MATERIAL TO PROCESS.
PR #2016, opened 2023-03-08
[DATA-fix]: Grab app address from the config

tahiyasalam:
This was causing a problem with dev and testing for local environments, as the app address was hardcoded. We should be grabbing it from the config instead.

### DIFF
--- a/services/datamanager/datasync/sync.go
+++ b/services/datamanager/datasync/sync.go
@@ -22,10 +22,6 @@ import (
 	rdkutils "go.viam.com/rdk/utils"
 )
 
-const (
-	appAddress = "app.viam.com:443"
-)
-
 var (
 	// InitialWaitTimeMillis defines the time to wait on the first retried upload attempt.
 	InitialWaitTimeMillis = atomic.NewInt32(1000)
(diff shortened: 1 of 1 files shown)


services/datamanager/datasync/sync.go
```diff
@@ -72,7 +68,7 @@ func NewDefaultManager(logger golog.Logger, cfg *config.Config, lastModMillis in
 			}),
 	}
 
-	conn, err := NewConnection(logger, appAddress, rpcOpts)
+	conn, err := NewConnection(logger, cfg.Cloud.AppAddress, rpcOpts)
```
edaniels, line 71: you'll need to check if cloud is in use or not unless NewDefaultManager is only called if cloud management is enabled

agreenb: A little confused here since sync wouldn't work if cloud management is disabled. Where is this enabled/disabled flag?

agreenb (approved):
LGTM to unblock integration testing.

@edaniels since we previously weren't checking if cloud management was used, this wouldn't be a regression from existing behavior. Happy to do a follow-up to incorporate that check.

services/datamanager/datasync/sync.go
edaniels: this is may cause a nil ptr exception if you run this locally

agreenb: Ah so should just have a check that `cfg.Cloud != nil` and otherwise create a no-op manager. I'll send out a follow-up. Thanks!

PR #2019, opened 2023-03-08
RSDK-2049 - include nicer error messaging from pigpio C library in pi implementation

gvaradarajan:
… implementation


kim-mishra (approved):
LGTM

PR #2012, opened 2023-03-08
RSDK-2006- [rdk -> slam] Refactor, rename, and move a few functions & variable names

kkufieta:
Ticket: https://viam.atlassian.net/browse/RSDK-2006

Blocked by related PR in SLAM repo: https://github.com/viamrobotics/slam/pull/171

* Refactor & extract parts of `createTimestampFilenames` from RDK into SLAM repo's dataprocess/dataprocess.go
* Rename `cameraName` to `primarySensorName`
* Move `createKeyValuePairs` from RDK into utils/utils.go & rename it to `DictToString`
* Extract functions from RDK builtin_test.go into testhelper/testhelper.go

PR #2020, opened 2023-03-08
RSDK-2008 Remove builtin.RuntimeConfigValidation

zaporter-work:
Ticket: https://viam.atlassian.net/browse/RSDK-2008

This just moves all of the code that was in RuntimeConfigValidation into NewBuiltIn and deletes slam_ext_test.go

After talking with @kkufieta we are removing these tests because they no longer make sense where they are and they will be changed drastically in the next few PRs (as config validation gets implemented). All new validation will be well tested.

Also, this will be merged after the following PRs are merged to prevent conflicts:
* https://github.com/viamrobotics/slam/pull/171
* https://github.com/viamrobotics/rdk/pull/2012


services/slam/builtin/builtin.go
```diff
@@ -530,9 +492,36 @@ func NewBuiltIn(ctx context.Context, deps registry.Dependencies, config config.S
...
+
+	slamMode, ok := slamLib.SlamMode[svcConfig.ConfigParams["mode"]]
+	if !ok {
+		return nil, errors.Errorf("getting data with specified algorithm %v, and desired mode %v",
+			modelName, svcConfig.ConfigParams["mode"])
+	}
+
+	slamConfig.SetupDirectories(svcConfig.DataDirectory, logger)
+
+	if slamMode == slam.Rgbd || slamMode == slam.Mono {
```
tessavitabile, line 509: [opt] I commented in the other PR that I think this section should go in SetupDirectories.

tessavitabile (approved):
LGTM with optional suggestion

services/slam/builtin/builtin.go
kkufieta: I advice against it, I am not sure we will be able to use `slamMode` as it is right now, since it'll most likely disappear.

nicksanford (approved):

kkufieta (approved):

PR #2026, opened 2023-03-09
RSDK-1611: Pi board initialization fails

susmitaSanyal:
Main cause of this turned out to be the driver trying to initialize the gpio pins when they are already initialized from previous initialization. The `pigpioInitiailized `flag stores this information. 
The fix is to check if `pigpioInitialized` is `False`. Only then we will initialize the gpio pins.
Note: Default value of bool in golang is `False`, so the first time the driver runs, it will always be false and hit the if statement. 

Test: 
- Tested on a pi, with two stepper motor, one dc encoder motor and a webcam.


components/board/pi/impl/board.go
```diff
@@ -112,20 +112,24 @@ func NewPigpio(ctx context.Context, cfg *genericlinux.Config, logger golog.Logge
...
+			instanceMu.Unlock()
+			// failed to init, check for common causes
+			_, err := os.Stat("/sys/bus/platform/drivers/raspberrypi-firmware")
+			if err != nil {
+				return nil, errors.New("not running on a pi")
+			}
+			if os.Getuid() != 0 {
+				return nil, errors.New("not running as root, try sudo")
+			}
+			return nil, errors.Errorf("gpioInitialise failed with code: %d", resCode)
```
randhid, line 129: [nit] this is a good place to use the map in `error.go` map.

components/board/pi/impl/board.go
```diff
@@ -112,20 +112,24 @@ func NewPigpio(ctx context.Context, cfg *genericlinux.Config, logger golog.Logge
...
 		}
-		return nil, errors.Errorf("gpioInitialise failed with code: %d", resCode)
 	}
+
```
randhid, line 132: [major] any way you could test this out in a software test? You'd have to run it on a pi (`make test-pi` on the pi you're developing on from within an rdk folder).

components/board/pi/impl/board.go
```diff
@@ -112,20 +112,24 @@ func NewPigpio(ctx context.Context, cfg *genericlinux.Config, logger golog.Logge
...
 	pigpioInitialized = true
 
 	initGood := false
```
randhid, line 135: [q/hardware test] So does this behaviour now just retry a board initialization if we've started in the bad state, and not change anything if we've started in the good state?

randhid (changes requested):

components/board/pi/impl/board.go
susmitaSanyal: Just finished running the pi tests. If server is already running and we try to initialize the gpio, we would get -1 error "gpioInitialise failed" and proceed to the next thing. The only way to get around this behavior is to stop the server and start it again. 
Are we ok with this behavior?

components/board/pi/impl/board.go
susmitaSanyal: Great point!, I'll get the fixes in.

components/board/pi/impl/board.go
randhid: This is okay and expected. The pigpio library only allows one process to access the underlying hardware, so two processes trying to access it simultaneously is not something we can support.

gvaradarajan (approved):

randhid (approved):

PR #2031, opened 2023-03-10
Re-add vue files to tsconfig whitelist and fix issues

micheal-parks:
This PR should fix the broken publishing workflow that occurs on merge to main. There were a few issues that were solved:
* `.vue` files were removed from the `.tsconfig` whitelist (accidentally 😨 ). This wasn't caught because vue type checking on vue files still appeared to work when running tsc locally
* New errors popped up now that we're now exporting `.d.ts` files for every `.ts` file. Specifically `.ts` considered `Props` when not exported to be a violation of the `vue` file definition. Two solutions worked here: export the `Props` interface, or just use a slightly different syntax that's used in Vue example apps:
```ts
defineProps<{ prop1: string }>()
```
where the interface is inlined. I do not know why it works. Another day, another quirk with Vue.


DTCurrie (approved):
✅ 

Heads up we had an issue pop up where camera stream were broken on the latest RC release. I had to roll back a version to fix the streams in app. So we will need to test that before merging a version bump in app.

micheal-parks:
@DTCurrie Sounds good 👍

PR #2050, opened 2023-03-13
Make client argument to createRcApp() optional

micheal-parks:
This is done to investigate moving the `new Client` constructor over to the RDK side always to avoid `@viamrobotics/sdk` version mismatches between library and application.


DTCurrie (approved):
✅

TRY IT.
Repeat exactly, and only, the lines of the records above, starting with the line that contains "Make client argument" and ending with the final line, both included.

FINISHED TASK.
Make client argument to createRcApp() optional

micheal-parks:
This is done to investigate moving the `new Client` constructor over to the RDK side always to avoid `@viamrobotics/sdk` version mismatches between library and application.


DTCurrie (approved):
✅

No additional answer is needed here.